Embodying as much energy as the visitor attractions around her, Alison Leaper is looking to make her mark quickly at the UK’s biggest tourist attraction.
Leaper embarked on her new career at the Pleasure Beach, Blackpool as group human resources manager in January this year. Moving directly from her role as regional HR manager at Principal Hotels, she is now responsible for a core of 500 permanent staff, and at least 1,500 seasonal recruits.
The variety of the Pleasure Beach, which includes a hotel and theatres, was the prime reason for Leaper’s move.
“Blackpool Pleasure Beach is not just about rides,” she says. “That’s what really attracted me. I’ve come from hotels, but here, you’ve got every business under one roof. That diversity is appealing,” she says.

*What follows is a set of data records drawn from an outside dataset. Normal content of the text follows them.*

Issue #18, opened 2024-02-28
Compute and display number of hunks in the status bar.


panglesd:
It would be nice to display the number of hunks for the current operation, in the top status bar.

For instance:

```
--- a/path/to/file
+++ b/path/to/file
```
could become:
```
--- a/path/to/file
+++ b/path/to/file
7 hunks
```

yokurang:
thanks @panglesd ! I think https://github.com/panglesd/diffcessible/issues/4 is a good go for me. Thank you for asking !

yokurang:
Hi @panglesd, I just finished a PR for https://github.com/panglesd/diffcessible/issues/4 and would like to get back to this one if possible the PR is ok. Is ok if I reserve this issue? On another note, this issue also seems similar to https://github.com/panglesd/diffcessible/issues/19.

Dezzy12:
Hello @Julow, Can I get this issue?

panglesd:
Hello @Dezzy12 !

In order to make sure not to block issues for too long, we require applicants to submit a screenshot of the help page of the tool before assigning them an issue, ensuring that they are able to build the project.

Once that is done, I'll be happy to assign you the issue!

iAlexeze:
Hello @panglesd 
I'd like to be assigned this issue.

Attached is my setup ready to take it on.

![Screenshot 2024-03-06 113909](https://github.com/panglesd/diffcessible/assets/126210538/0a2c60e0-2455-41d5-9480-6d512125f3b7)

iAlexeze:
Thank you.

panglesd:
@iAlexeze let you be assigned to this issue!

@Dezzy12 although you asked earlier to be assigned to this issue, we believe that now that you have completed a good first issue, you should pick a "medium issue". We will add more medium issues soon!

iAlexeze:
I have made a draft of implementation on this issue, and submitted a pull request.
Kindly review @panglesd.

PR #33, opened 2024-03-08
Display Number of Hunks in Interactive Viewer Status Bar

iAlexeze:
This PR introduces an enhancement to the interactive viewer's status bar, specifically to display the number of hunks for the current operation. This update aims to improve the user experience by providing a clearer overview of the changes being reviewed.

**Changes:**
- Modified the **_operation_ info_** function in **_interactive_viewer.ml_** to include the number of hunks in the status bar display.

**Purpose:**
The primary goal of this update is to make the interactive viewer more informative and user-friendly. 
By displaying the number of hunks, users can quickly understand the scope of changes for each operation, facilitating a more efficient review process.

@panglesd

### DIFF
--- a/lib/interactive_viewer.ml
+++ b/lib/interactive_viewer.ml
@@ -8,8 +8,8 @@ let operation_info z_patches : ui Lwd.t =
   let num_hunks = List.length p.Patch.hunks in
   let hunk_text =
     match num_hunks with
-    | n when n > 1 || n = 0 -> Printf.sprintf "%d hunks" n
-    | _ -> "1 hunk"
+    | 1 -> "1 hunk"
+    | _ -> Printf.sprintf "%d hunks" num_hunks
   in
   W.string
     ~attr:Notty.A.(fg lightcyan)
--- a/lib/interactive_viewer.ml
+++ b/lib/interactive_viewer.ml
@@ -6,12 +6,17 @@ let operation_info z_patches : ui Lwd.t =
   let$ z = Lwd.get z_patches in
   let p = Zipper.get_focus z in
   let num_hunks = List.length p.Patch.hunks in
+  let hunk_text = match num_hunks with
+    | 1 -> "1 hunk"
+    | n when n > 1 -> Printf.sprintf "%d hunks" n
+    | _ -> "0 hunks"
+in
   W.string
     ~attr:Notty.A.(fg lightcyan)
-    (Printf.sprintf "Operation %d of %d, Hunks: %d "
+    (Printf.sprintf "Operation %d of %d, %s "
        (Zipper.get_current_index z + 1)
        (Zipper.get_total_length z)
-       num_hunks)
+       hunk_text)
 
 let ui_of_operation operation =
   let green_bold_attr = Notty.A.(fg green ++ st bold) in
--- a/lib/interactive_viewer.ml
+++ b/lib/interactive_viewer.ml
@@ -4,11 +4,14 @@ open Lwd_infix
 
 let operation_info z_patches : ui Lwd.t =
   let$ z = Lwd.get z_patches in
+  let p = Zipper.get_focus z in
+  let num_hunks = List.length p.Patch.hunks in
   W.string
     ~attr:Notty.A.(fg lightcyan)
-    (Printf.sprintf "Operation %d of %d"
+    (Printf.sprintf "Operation %d of %d, Hunks: %d "
        (Zipper.get_current_index z + 1)
-       (Zipper.get_total_length z))
+       (Zipper.get_total_length z)
+       num_hunks)
 
 let ui_of_operation operation =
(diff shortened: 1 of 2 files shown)


panglesd (approved):
Very good!

The code has no issue, but I'd like to suggest a small change: I find the current display (e.g. `Hunks: 1` a bit misleading: It looks like I'm viewing the hunk number one (out of we don't know how many)).

Could you make it so that it displays `0 hunks`, `1 hunk`, `2 hunks`, ... ?

iAlexeze:
Yeah! I agree with you. I will do just that.
Thank you.

iAlexeze:
I have refined the hunk display logic for clarity.
Kindly review.
@panglesd

lib/interactive_viewer.ml
```diff
@@ -4,11 +4,19 @@ open Lwd_infix
 
 let operation_info z_patches : ui Lwd.t =
   let$ z = Lwd.get z_patches in
+  let p = Zipper.get_focus z in
+  let num_hunks = List.length p.Patch.hunks in
+  let hunk_text = match num_hunks with
+    | 1 -> "1 hunk"
+    | n when n > 1 -> Printf.sprintf "%d hunks" n
+    | _ -> "0 hunks"
```
panglesd, line 12: Those two cases could be simplified into one!

iAlexeze: Okay!
I have combined the cases to improve code readability and clarity.
@panglesd

iAlexeze: @panglesd and @Julow 
Could you kindly take a look at this implementation I made after review?

Thanks.

lib/interactive_viewer.ml
```diff
@@ -4,11 +4,18 @@ open Lwd_infix
...
+  let p = Zipper.get_focus z in
+  let num_hunks = List.length p.Patch.hunks in
+  let hunk_text = match num_hunks with
+    | n when n > 1 || n = 0 -> Printf.sprintf "%d hunks" n
+    | _ -> "1 hunk"
+in
   W.string
     ~attr:Notty.A.(fg lightcyan)
-    (Printf.sprintf "Operation %d of %d"
+    (Printf.sprintf "Operation %d of %d, %s "
```
Julow, line 15: The space at the end of the string seems unnecessary.

lib/interactive_viewer.ml
```diff
@@ -4,11 +4,18 @@ open Lwd_infix
 
 let operation_info z_patches : ui Lwd.t =
   let$ z = Lwd.get z_patches in
+  let p = Zipper.get_focus z in
+  let num_hunks = List.length p.Patch.hunks in
+  let hunk_text = match num_hunks with
```
Julow, line 9: You need to run autoformatting with `dune build @fmt --auto-promote` (or via the "format on save" feature of the ocaml vscode plugin). You need to install `ocamlformat.0.26.1` with Opam to do that.

Julow (commented):
The code looks great :) Just two comments and I'd merge.

Julow:
This fixes https://github.com/panglesd/diffcessible/issues/18

lib/interactive_viewer.ml
iAlexeze: Hi @Julow 
I have removed the unnecessary space after the string in the status bar and also formatted the code with the `dune build @fmt --auto-promote` command.

Feels good to learn this autoformatting.

Kindly review.

lib/interactive_viewer.ml
```diff
@@ -4,11 +4,19 @@ open Lwd_infix
 
 let operation_info z_patches : ui Lwd.t =
   let$ z = Lwd.get z_patches in
+  let p = Zipper.get_focus z in
+  let num_hunks = List.length p.Patch.hunks in
+  let hunk_text =
+    match num_hunks with
+    | n when n > 1 || n = 0 -> Printf.sprintf "%d hunks" n
+    | _ -> "1 hunk"
```
Julow, line 12: I just noticed that this match could be written this way:

```suggestion
    | 1 -> "1 hunk"
    | _ -> Printf.sprintf "%d hunks" n
```

Julow (approved):
Found an other possible improvement. The code looks very good!

lib/interactive_viewer.ml
iAlexeze: Oh wow!
This is great. Didn't know.
Thank you.

But I think `n` should be replace by `num_hunks` which is the variable that holds the hunks.
Check the attached image.
@Julow 

image

Julow: You are absolutely right!

iAlexeze: Okay then, I have implemented the change as recommended.
Kindly review.

Thank you
@Julow

Julow (approved):
Perfect, thanks!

Within the company is a rapidly expanding hotel known as The Big Blue, the 42-acre leisure park and an entertainment division known as Stageworks, which runs three live shows, including magic and ice spectaculars. The multi-faceted business also encompasses shops and 54 restaurant and catering outlets.
Her remit includes high-profile recruitment days, when Leaper and her department look for in excess of 1,500 temporary staff for all aspects of the business.

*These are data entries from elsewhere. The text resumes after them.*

Issue #15, opened 2024-02-28
Bind `j` and `k` to scrolling


panglesd:
Requires #14 to be done first.

Keyboard arrows are common to scroll, but so are `j` and `k` on TUIs. The goal of this task is to add the following bindings:

- `j` to scroll down,
- `k` to scroll up.

Keybindings can be either added in `interactive_viewer.ml` alongside the other key bindings, or in the keybindings defined in the `vscroll_area` function, in `nottui_widgets.ml`

maha-sachin:
Hi @panglesd , @Julow ,
I would like to work on this issue. Once #14 is done can you Please assign me this?

maha-sachin:
@panglesd , Thank you for the update! If any other tasks become available or are better suited for me, I'm flexible and open to being reassigned accordingly. Looking forward to contributing further to the project!

maha-sachin:
Hi @panglesd , @Julow ,
I would like to work on this issue. Once https://github.com/panglesd/diffcessible/issues/14 is done can you Please assign me this?

PR #36, opened 2024-03-10
keyboard arrow scrolling implementation (binds up and down key to scrolling)

### LINKED ISSUE #14: Use keyboard arrows for scrolling
Currently, it's only possible to scroll the visible part of the hunk via the mouse. This isn't a very accessible interface.

The goal of this task is to add the following key-bindings:
- `up`: Scrolls toward the top.
- `down`: Scrolls toward the bottom.

Scrolling is implemented by [Nottui_widgets](https://ocaml.org/p/nottui/latest/doc/Nottui_widgets/index.html). We are currently using `W.scrollbox` but we'd need to switch to `W.vscroll_area` to have the keybindings above.

`W.scrollbox` is a nottui widget that implements scrolling using the mouse. The "scrolling state" is hidden in the widget and we cannot add any shortcut to modify it. So, we cannot use this widget for our purpose.
`W.vscroll_area` is a widget that implements (vertical) scrolling using the keyboard.

So, solving this task requires to switch to `W.vscroll_area`. This function takes as input a `scroll_state` and a function to modify the scroll state, that need to be create. It will be handy to be able to modify the scroll state from the outside of the function to add new keybindings.

Siddhi-agg:
This PR would resolve #14 . @Julow Kindly review it.
I also wanted to ask: what should I implement in the change function of the vscroll_area.

### DIFF
--- a/lib/interactive_viewer.ml
+++ b/lib/interactive_viewer.ml
@@ -70,11 +70,8 @@ let view (patches : Patch.t list) =
     | None -> failwith "zipper_of_list: empty list"
   in
   let curr_scroll_state = Lwd.var W.default_scroll_state in
-  let change_scroll_state action state =
-    let off_screen =
-      (match action with `Action -> true | `Content -> true)
-      && state.W.position > state.W.bound
-    in
+  let change_scroll_state _action state =
+    let off_screen = state.W.position > state.W.bound in
     if off_screen then
       Lwd.set curr_scroll_state { state with position = state.W.bound }
     else Lwd.set curr_scroll_state state
--- a/lib/interactive_viewer.ml
+++ b/lib/interactive_viewer.ml
@@ -69,11 +69,29 @@ let view (patches : Patch.t list) =
     | Some z -> Lwd.var z
     | None -> failwith "zipper_of_list: empty list"
   in
+  let curr_scroll_state = Lwd.var W.default_scroll_state in
+  let change_scroll_state action state =
+    let off_screen = action = `Action && state.W.position > state.W.bound in
+    let scroll_on_output =
+      action = `Action
+      &&
+      let state' = Lwd.peek curr_scroll_state in
+      state'.W.position = state'.W.bound
+      && state.W.position = state'.W.position
+      && state.W.position < state.W.bound
+    in
+    if scroll_on_output || off_screen then
+      Lwd.set curr_scroll_state { state with position = state.W.bound }
+    else Lwd.set curr_scroll_state state
+  in
   W.vbox
     [
       operation_info z_patches;
       current_operation z_patches;
-      W.scrollbox @@ current_hunks z_patches;
+      W.vscroll_area
+        ~state:(Lwd.get curr_scroll_state)
+        ~change:change_scroll_state
+      @@ current_hunks z_patches;
       Lwd.pure
       @@ Ui.keyboard_area
            (function
--- a/lib/interactive_viewer.ml
+++ b/lib/interactive_viewer.ml
@@ -72,15 +72,8 @@ let view (patches : Patch.t list) =
   let curr_scroll_state = Lwd.var W.default_scroll_state in
   let change_scroll_state action state =
     let off_screen = action = `Action && state.W.position > state.W.bound in
-    let scroll_on_output =
-      action = `Action
-      &&
-      let state' = Lwd.peek curr_scroll_state in
-      state'.W.position = state'.W.bound
-      && state.W.position = state'.W.position
-      && state.W.position < state.W.bound
-    in
-    if scroll_on_output || off_screen then
+    let off_screen_content = action = `Content && state.W.position > state.W.bound in
+    if off_screen || off_screen_content then
       Lwd.set curr_scroll_state { state with position = state.W.bound }
     else Lwd.set curr_scroll_state state
   in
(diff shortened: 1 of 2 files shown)


lib/interactive_viewer.ml
```diff
@@ -69,11 +69,29 @@ let view (patches : Patch.t list) =
     | Some z -> Lwd.var z
     | None -> failwith "zipper_of_list: empty list"
   in
+  let curr_scroll_state = Lwd.var W.default_scroll_state in
+  let change_scroll_state action state =
+    let off_screen = action = `Action && state.W.position > state.W.bound in
+    let scroll_on_output =
```
Julow, line 75: What does `scroll_on_output` mean ? Why isn't `off_screen` enough to avoid scrolling too far ?

lib/interactive_viewer.ml
```diff
@@ -69,11 +69,29 @@ let view (patches : Patch.t list) =
     | Some z -> Lwd.var z
     | None -> failwith "zipper_of_list: empty list"
   in
+  let curr_scroll_state = Lwd.var W.default_scroll_state in
+  let change_scroll_state action state =
+    let off_screen = action = `Action && state.W.position > state.W.bound in
```
Julow, line 74: Your function do not handle the `` `Content `` action, which is called when the size of the content of the area changes. You need to handle that the `bound` can change in this case.

This creates a bug:
- Go to a long diff hunk (for example, the fourth file in `example.diff`)
- Scroll to the bottom
- Go to a shorter diff hunk (for example, the next one)
- The screen is empty because the scroll is now too far off.

lib/interactive_viewer.ml
```diff
@@ -69,11 +69,29 @@ let view (patches : Patch.t list) =
...
     [
       operation_info z_patches;
       current_operation z_patches;
-      W.scrollbox @@ current_hunks z_patches;
+      W.vscroll_area
+        ~state:(Lwd.get curr_scroll_state)
+        ~change:change_scroll_state
+      @@ current_hunks z_patches;
       Lwd.pure
       @@ Ui.keyboard_area
```
Julow, line 96: Now that you have `curr_scroll_state`, you can change it from a keybinding, which are defined in `Ui.keyboard_area`.

Julow (commented):
Congrat on going so far :) I've added some explanations in comments. Please answer if you have more questions.

lib/interactive_viewer.ml
Siddhi-agg: @Julow Thanks for explaining how the ```state``` and ```change``` function for ```vscroll_area``` work. That helped a lot!
I have added a commit based on what you said about handling ``` `Content``` in the ```change``` function. Please review.

> Now that you have `curr_scroll_state`, you can change it from a keybinding, which are defined in `Ui.keyboard_area`.

I noticed #15 is based on that, and since I am already working on the scrolling implementation and the issue is unassigned right now, I would like to work on it.

lib/interactive_viewer.ml
```diff
@@ -69,11 +69,24 @@ let view (patches : Patch.t list) =
     | Some z -> Lwd.var z
     | None -> failwith "zipper_of_list: empty list"
   in
+  let curr_scroll_state = Lwd.var W.default_scroll_state in
+  let change_scroll_state action state =
+    let off_screen = action = `Action && state.W.position > state.W.bound in
+    let off_screen_content =
+      action = `Content && state.W.position > state.W.bound
+    in
+    if off_screen || off_screen_content then
```
Julow, line 78: The exclusive `action = ...` checks (that cannot both be true at the same time) hints me at pattern matching:

```ocaml
  let off_screen =
    match action with
    | `Action -> ...
    | `Content -> ...
  in
```

I think that would make the code clearer, can you have a look ?

lib/interactive_viewer.ml
Julow: I'd prefer to assign #15 to someone that haven't worked with keybindings as you already shown that you can do that.

Julow (approved):
This works very nicely! I have just a suggestion to the code.

lib/interactive_viewer.ml
Siddhi-agg: Yeah! That would be a clearer implementation for these checks (because they cannot be both true simultaneously, as you said). I will get on making appropriate changes right away. Thanks for pointing it out!

Siddhi-agg:
@Julow I am not sure this is exactly how you wanted me to use pattern matching but this is one implementation of it. Please give a review.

The Pleasure Beach season runs from Easter to November, and draws 6.2 million people through its seafront gates. Although July and August are hectic, the busiest time is October half-term, when the Blackpool Illuminations are still blazing. The park switches off its lights at the same time as the Illuminations in early November.
CHALLENGE
Finding and training seasonal workers for the demands of a park teeming with thousands of thrill-seekers is a big challenge for Leaper, but one she is tackling with vigour.

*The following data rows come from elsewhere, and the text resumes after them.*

Issue #9, opened 2024-02-22
Test for the interface


Julow:
A new entry point in the `Interactive_viewer` library should be added, which allows to:
- Run the UI in a dummy terminal not connected to a real terminal of a fixed size.
- Send a sequence of predefined events.
- Print the last frame.

This can then be wrapped in a binary and called from a cram test.

Shedrack-Sunday:
Hello @panglesd , I can't seem to find a first issue. Please can you assign this to me? I'll drop the screenshot of the helper page before the end of today. Thank you

panglesd:
Hello @Shedrack-Sunday !

We will be adding new first issues soon! Also, we won't assign an issue before the screenshot. Hopefully when you have the screenshot, there will be new issues available!

Sorry about that...

Dezzy12:
I think I might have an idea on what to do here, please can this issue be assigned to me?

panglesd:
Since you already have PRs merged, let this medium issue be assigned to you @Dezzy12 !

Julow:
> Run the UI in a dummy terminal not connected to a real terminal of a fixed size.

For clarity, by "dummy terminal" I'm not necessary talking about [creating a `Term.t`](https://ocaml.org/p/notty/latest/doc/Notty_unix/Term/index.html#val-create) of the library notty. This could be a good solution but I think getting the final image might be hard.

The `output` file descriptor can perhaps be opened from `/dev/null`. The `input` file descriptor requires more work as we need to write into it. See the [Unix](https://v2.ocaml.org/releases/5.1/api/Unix.html) module of the standard library.

An other solution is to write a different version of `Ui_loop.run`, defined in `vendor/lwd/lib/nottui/nottui.ml`, that do not use a `Term` but instead remember the last image using a `ref`. This means comming up with an implementation of `Term.pending` and `Term.event` that do not read a file descriptor but instead use a predefined list of events.

Dezzy12:
Hello @panglesd, @Julow 

I'm currently facing difficulties in proceeding with the assigned task of adding a new entry point to the Interactive_viewer library. To start, I created a `dummy_terminal.ml` file where I initialized the terminal. Additionally, I created an empty list to store the events, but I'm unsure which events need to be included. Also not sure if how to go about it

I would greatly appreciate your assistance in guiding me on how to proceed with this issue and how I can achieve an optimal solution.

Julow:
Hi @Dezzy12, sorry for the slow reply.

[...]

PR #42, opened 2024-03-12
Test for the interface

Dezzy12:
Hello,
I wanted to provide an update on my progress regarding the task mentioned in issue #9 . I have implemented a proposed solution for the issue and would appreciate a review.

@Julow @panglesd

### DIFF
--- a/lib/interactive_viewer.ml
+++ b/lib/interactive_viewer.ml
@@ -104,6 +104,15 @@ let change_summary z_patches : ui Lwd.t =
   in
   W.string ~attr:Notty.A.(fg lightcyan) operation_count
 
+let content_image = Lwd.var (Notty.I.vcat [ Notty.I.string Notty.A.empty "" ])
+
+let content_image_renderer (ui : ui) (height_request : int) =
+  let height = Ui.layout_height ui in
+  let width = Ui.layout_width ui in
+  let renderer = Renderer.make () in
+  Renderer.update renderer (width, height * height_request) ui;
+  renderer
+
 let view (patches : Patch.t list) =
   let help_panel =
     Ui.vcat
@@ -175,21 +184,23 @@ let view (patches : Patch.t list) =
   in
   W.vbox [ ui ]
 
-let input_events : Notty.Unescape.event list ref = ref []
-let output_image : Notty.image ref = ref Notty.I.empty
+  let content_length = List.length content in
+  let content_ui = W.vbox content in
+  let view_ui = Lwd.quick_sample (Lwd.observe content_ui) in
+  let image = Renderer.image (content_image_renderer view_ui content_length) in
+  Lwd.set content_image image;
+  content_ui
 
 let print_image () : unit =
-  let main_image = Notty.I.vcat [ Notty.I.string Notty.A.empty "" ] in
-  output_image := main_image;
-  Notty_unix.output_image ~fd:stdout !output_image
+  Notty_unix.output_image (Notty_unix.eol (Lwd.peek content_image))
 
 let start patch events =
   let rec loop () =
     if Lwd.peek quit then ()
     else (
-      input_events := events;
       print_image ();
       loop ())
   in
-  Ui_loop.run ~quit ~tick_period:0.2 (view patch);
-  loop ()
+  Ui_loop.run ~quit ~tick_period:0.2 (view patch events);
+  loop ();
+  print_image ()
--- a/lib/interactive_viewer.ml
+++ b/lib/interactive_viewer.ml
@@ -104,11 +104,6 @@ let change_summary z_patches : ui Lwd.t =
   in
   W.string ~attr:Notty.A.(fg lightcyan) operation_count
 
-let content_image_renderer (ui : ui) (width : int) (height : int) =
-  let renderer = Renderer.make () in
-  Renderer.update renderer (width, height) ui;
-  renderer
-
 let view (patches : Patch.t list) =
   let help_panel =
     Ui.vcat
@@ -181,29 +176,30 @@ let view (patches : Patch.t list) =
   W.vbox [ ui ]
 
 let start patch = Ui_loop.run ~quit ~tick_period:0.2 (view patch)
-let convert_char_to_key (c : char) : Ui.key = (`ASCII c, [])
 
 let start_test patch events width height =
+  let convert_char_to_key (c : char) : Ui.key = (`ASCII c, []) in
   let content_ui_root = Lwd.observe (view patch) in
   let content_ui = Lwd.quick_sample content_ui_root in
-  let ui_renderer = ref (content_image_renderer content_ui width height) in
+  let ui_renderer =
+    let renderer = Renderer.make () in
+    Renderer.update renderer (width, height) content_ui;
+    renderer
+  in
 
   let rec process_events (events : char list) =
     match events with
     | [] -> ()
     | event :: rest ->
         let ui_event = convert_char_to_key event in
-        ignore (Renderer.dispatch_key !ui_renderer ui_event);
-        Renderer.update !ui_renderer (width, height)
+        ignore (Renderer.dispatch_key ui_renderer ui_event);
+        Renderer.update ui_renderer (width, height)
           (Lwd.quick_sample content_ui_root);
         process_events rest
   in
 
   process_events events;
-  let init_image =
-    Renderer.image
-      (content_image_renderer (Lwd.quick_sample content_ui_root) width height)
-  in
+  let init_image = Renderer.image ui_renderer in
   Notty_unix.output_image init_image;
   Lwd.quick_release content_ui_root;
   print_newline ()
--- a/lib/interactive_viewer.ml
+++ b/lib/interactive_viewer.ml
@@ -187,23 +187,24 @@ let convert_char_to_key (c : char) : Ui.key = (`ASCII c, [])
 
 let start_test patch events =
   let content_ui_root = Lwd.observe (view patch) in
+  let content_ui = Lwd.quick_sample content_ui_root in
+  let ui_renderer = content_image_renderer content_ui in
 
-  let rec process_events (events : char list) (image : Notty.image) :
-      Notty.image =
+  let rec process_events (events : char list) =
     match events with
-    | [] -> image
+    | [] -> ()
     | event :: rest ->
         let ui_event = convert_char_to_key event in
 
-        let content_ui = Lwd.quick_sample content_ui_root in
-        let ui_renderer = content_image_renderer content_ui in
-
         ignore (Renderer.dispatch_key ui_renderer ui_event);
 
-        process_events rest (Renderer.image ui_renderer)
+        process_events rest
   in
 
-  let image = process_events events Notty.I.empty in
+  process_events events;
+  let init_image =
+    Renderer.image (content_image_renderer (Lwd.quick_sample content_ui_root))
+  in
+  Notty_unix.output_image init_image;
   Lwd.quick_release content_ui_root;
-  Notty_unix.output_image image;
   print_newline ()
--- a/lib/interactive_viewer.ml
+++ b/lib/interactive_viewer.ml
@@ -104,13 +104,11 @@ let change_summary z_patches : ui Lwd.t =
   in
   W.string ~attr:Notty.A.(fg lightcyan) operation_count
 
-let content_image = Lwd.var (Notty.I.vcat [ Notty.I.string Notty.A.empty "" ])
-
 let content_image_renderer (ui : ui) =
   let height = Ui.layout_height ui in
   let width = Ui.layout_width ui in
   let renderer = Renderer.make () in
-  Renderer.update renderer (width, height * 3) ui;
+  Renderer.update renderer (width, height * 4) ui;
   renderer
 
 let view (patches : Patch.t list) =
--- a/lib/interactive_viewer.ml
+++ b/lib/interactive_viewer.ml
@@ -106,11 +106,11 @@ let change_summary z_patches : ui Lwd.t =
 
 let content_image = Lwd.var (Notty.I.vcat [ Notty.I.string Notty.A.empty "" ])
 
-let content_image_renderer (ui : ui) (height_request : int) =
+let content_image_renderer (ui : ui) =
   let height = Ui.layout_height ui in
   let width = Ui.layout_width ui in
   let renderer = Renderer.make () in
-  Renderer.update renderer (width, height * height_request) ui;
+  Renderer.update renderer (width, height * 3) ui;
   renderer
 
 let view (patches : Patch.t list) =
@@ -184,23 +184,14 @@ let view (patches : Patch.t list) =
   in
   W.vbox [ ui ]
 
-  let content_length = List.length content in
-  let content_ui = W.vbox content in
-  let view_ui = Lwd.quick_sample (Lwd.observe content_ui) in
-  let image = Renderer.image (content_image_renderer view_ui content_length) in
+  let view_ui = Lwd.quick_sample (Lwd.observe (W.vbox content)) in
+  let image = Renderer.image (content_image_renderer view_ui) in
   Lwd.set content_image image;
-  content_ui
+  W.vbox content
 
 let print_image () : unit =
   Notty_unix.output_image (Notty_unix.eol (Lwd.peek content_image))
 
-let start patch events =
-  let rec loop () =
-    if Lwd.peek quit then ()
-    else (
-      print_image ();
-      loop ())
-  in
+let start patch events test =
   Ui_loop.run ~quit ~tick_period:0.2 (view patch events);
-  loop ();
-  print_image ()
+  if test then print_image ()
--- a/lib/interactive_viewer.ml
+++ b/lib/interactive_viewer.ml
@@ -104,11 +104,9 @@ let change_summary z_patches : ui Lwd.t =
   in
   W.string ~attr:Notty.A.(fg lightcyan) operation_count
 
-let content_image_renderer (ui : ui) =
-  let height = Ui.layout_height ui in
-  let width = Ui.layout_width ui in
+let content_image_renderer (ui : ui) (width : int) (height : int) =
   let renderer = Renderer.make () in
-  Renderer.update renderer (width, height * 4) ui;
+  Renderer.update renderer (width, height) ui;
   renderer
 
 let view (patches : Patch.t list) =
@@ -185,25 +183,26 @@ let view (patches : Patch.t list) =
 let start patch = Ui_loop.run ~quit ~tick_period:0.2 (view patch)
 let convert_char_to_key (c : char) : Ui.key = (`ASCII c, [])
 
-let start_test patch events =
+let start_test patch events width height =
   let content_ui_root = Lwd.observe (view patch) in
   let content_ui = Lwd.quick_sample content_ui_root in
-  let ui_renderer = content_image_renderer content_ui in
+  let ui_renderer = ref (content_image_renderer content_ui width height) in
 
   let rec process_events (events : char list) =
     match events with
     | [] -> ()
     | event :: rest ->
         let ui_event = convert_char_to_key event in
-
-        ignore (Renderer.dispatch_key ui_renderer ui_event);
-
+        ignore (Renderer.dispatch_key !ui_renderer ui_event);
+        let updated_content = Lwd.quick_sample content_ui_root in
+        ui_renderer := content_image_renderer updated_content width height;
         process_events rest
   in
 
   process_events events;
   let init_image =
-    Renderer.image (content_image_renderer (Lwd.quick_sample content_ui_root))
+    Renderer.image
+      (content_image_renderer (Lwd.quick_sample content_ui_root) width height)
   in
   Notty_unix.output_image init_image;
   Lwd.quick_release content_ui_root;
--- a/lib/interactive_viewer.ml
+++ b/lib/interactive_viewer.ml
@@ -182,14 +182,28 @@ let view (patches : Patch.t list) =
   in
   W.vbox [ ui ]
 
-  let view_ui = Lwd.quick_sample (Lwd.observe (W.vbox content)) in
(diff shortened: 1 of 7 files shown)


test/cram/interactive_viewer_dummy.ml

“First of all, the park has a fantastic, award-winning induction programme,” she says. Completing it is a condition of employment. It combines on- and off-the-job learning, classroom time and a treasure hunt. The evidence is presented in the form of a workbook, which has to be completed within a fortnight.
The Pleasure Beach has been working with other leisure operators and awarding body ASET to get the induction programme accredited. It will be a level 1 qualification known as an Introduction to Working in Theme Parks. By September, it should be on the National Qualifications Framework for other businesses to use too.
Progress
From the induction programme, seasonal employees at the Pleasure Beach can progress to vocational qualifications. Formerly, NVQs were their only option, but like many employers, Leaper has had to review their effectiveness and find a way of making vocational qualifications work for her.
“We still offer [NVQs], but we found that success in completing that qualification wasn’t always there because of the seasonal fluctuation in employees,” she says.
Leaper was looking to overcome the NVQ conundrum: its advantage – of assessing and rewarding how someone does a job in the workplace under workplace conditions – is also its downfall.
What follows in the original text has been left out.